I was under the impression that it was confirmed that Accucraft was going to make a PRR T1.

- Anthony


----------



## David Leech (Dec 9, 2008)

Posted By Anthony Duarte on 20 Mar 2010 02:42 PM 
I was under the impression that it was confirmed that Accucraft was going to make a PRR T1.

- Anthony 

Anthony,
I think that you have to clarify which branch of the company is doing what.
I am assuming that it is Jerry Hyde and Accucraft Live Steam Limited that is investigating the PRR T-1.
As we know, from the announcement of the Royal Hudson, it was years before it was under production. 
Accucraft Trains have now finished with the SP F4/5 production, and the re-release of the Cab Forward, so are they NOT planning any more 1/32 models at present?
Are they just going to concentrate on 1/20.3 and leave 1/32 to Aster? 
AMS of course don't build live steam, and AML are 1/29.
So, I was just wondering if there is any insider information.
All the best,
David Leech, Delta, Canada


----------



## Pete Thornton (Jan 2, 2008)

Accucraft Live Steam Limited 
David, 

My impression is that ALS was set up to trade in Canada/Canadian models. [Just for you ?] 

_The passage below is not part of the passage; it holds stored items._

Issue #1664, opened 2017-11-06
Search prime for DT_NEEDED and add rpath


sergiusens:

sergiusens:
We have determined that we don't want to do all this on one snatch.

PR #1823, opened 2017-12-21
elf: search for DT_NEEDED in prime and the base.

sergiusens:

-----
Closes: #1664

### DIFF
--- a/snapcraft/internal/elf.py
+++ b/snapcraft/internal/elf.py
@@ -14,8 +14,10 @@
 # You should have received a copy of the GNU General Public License
 # along with this program.  If not, see <http://www.gnu.org/licenses/>.
 import contextlib
+import glob
 import logging
 import os
+import re
 import subprocess
 import sys
 from functools import lru_cache, wraps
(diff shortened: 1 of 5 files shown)


snapcraft/tests/unit/test_elf.py
```diff
@@ -379,7 +401,8 @@ def test_patch_fails_raises_patcherror_exception(self, check_call_mock):
                       'dynamically linked, interpreter '
                       '/lib64/ld-linux-x86-64.so.2, for GNU/Linux 2.6.32')
         elf_file = elf.ElfFile(path='/fake-elf', magic=stub_magic)
-        elf_patcher = elf.Patcher(dynamic_linker='/lib/fake-ld')
+        elf_patcher = elf.Patcher(dynamic_linker='/lib/fake-ld',
+                                  base_path='/random')
```
kalikiana: Is this intentionally not `self.prime_dir`? If so, can you add a comment to the test to explain why?

snapcraft/internal/elf.py
```diff
@@ -272,6 +287,22 @@ def _get_system_libs() -> FrozenSet[str]:
...
+        raise RuntimeError('Cannot load magic header detection')
+
+    fs_encoding = sys.getfilesystemencoding()
+    path_b = path.encode(
+        fs_encoding, errors='surrogateescape')  # type: bytes
+    return ms.file(path_b)
+
+
+def _is_elf(file_m: str) -> bool:
+    return file_m.startswith('ELF') and 'dynamically linked' in file_m
```
kalikiana: This strikes me as wrong. I read the function name as "this is an elf file" but it also checks that it's dynamically linked... and it's a bit unexpected to pass a string rather than a filename.
In both cases where it's used right now we want to know if a file is a dynamic elf library. If that's all we want here, I'd find a single function like `_file_is_dynamically_linked_elf` that takes the path a lot clearer. Thoughts?

sergiusens: this means we would need to read the magic hdr twice as we also need the magic header.

snapcraft/tests/unit/test_elf.py
sergiusens: easy fix, but it is irrelevant as there are no files in there.

snapcraft/internal/pluginhandler/__init__.py
```diff
@@ -443,8 +443,13 @@ def prime(self, force=False) -> None:
 
         elf_files = elf.get_elf_files(self.primedir, snap_files)
         all_dependencies = set()
+        # TODO: base snap support
+        core_path = common.get_core_path()
```
kalikiana: Do you have a plan for this ie. how base snaps will be handled? Will the core snap be replaced? self.primedir is not what I'd expect to pass as a "base" or at least ambiguous. So maybe something like base_folder_path=self.primedir, base_snap_path=core_path - ideally another term than base but this would be more explicit.

snapcraft/internal/elf.py
kalikiana: Fair point. I guess I could live with `_is_dynamically_linked_elf` taking the magic...maybe `..._header` as a suffix? Even better would be having a class wrapping it, but that seems like overkill here (unless you feel like adding that).

snapcraft/internal/pluginhandler/__init__.py
sergiusens: I am leaving the complex core_base_path as it is technically correct. multi base I will discuss with Gustavo live in January.

I have however renamed `base_path` to `root_path`

snapcraft/internal/elf.py
```diff
@@ -36,6 +36,49 @@
...
+        else:
+            self.system_lib = False
+
+        if path.startswith(core_base_path):
+            self.in_base_snap = True
+        else:
+            self.in_base_snap = False
+
+
+@lru_cache()
```
kyrofa: This is new to me, pretty sweet! This doesn't really seem to fit into the "most recent calls are the best predictors of upcoming calls" mold, but I doubt this hurts. Would be interesting to see a benchmark.

sergiusens: they probably aren't but given the size of the default cache (128) I thought it was good enough (better than constant calls).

If you hit the Accucraft Trains link on the main home page, you get the options of "Fn3", "1/32" or UK Models" (amongst other topics.) They just aznnounced production is starting of the new SAR loco on the UK Models page. But it is interesting that the 1/32nd pages have no overhanging/promised models that we're still waiting for after all these years (unlike Fn3, where the T-1, EBT Mike and others have been 'promised' for years.)


----------



## turbohvn (Jan 7, 2008)

David,

The last I heard, and I heard it from a reliable source at Accucraft, was that the next 1:32 limited model will be the T1.

Now which version and what specs, I do not know, other than it will be offered only as Alcohol fired initially. I was also told that a production prototype is currently being constructed for review by those involved with the project here in the US. 
Royce


----------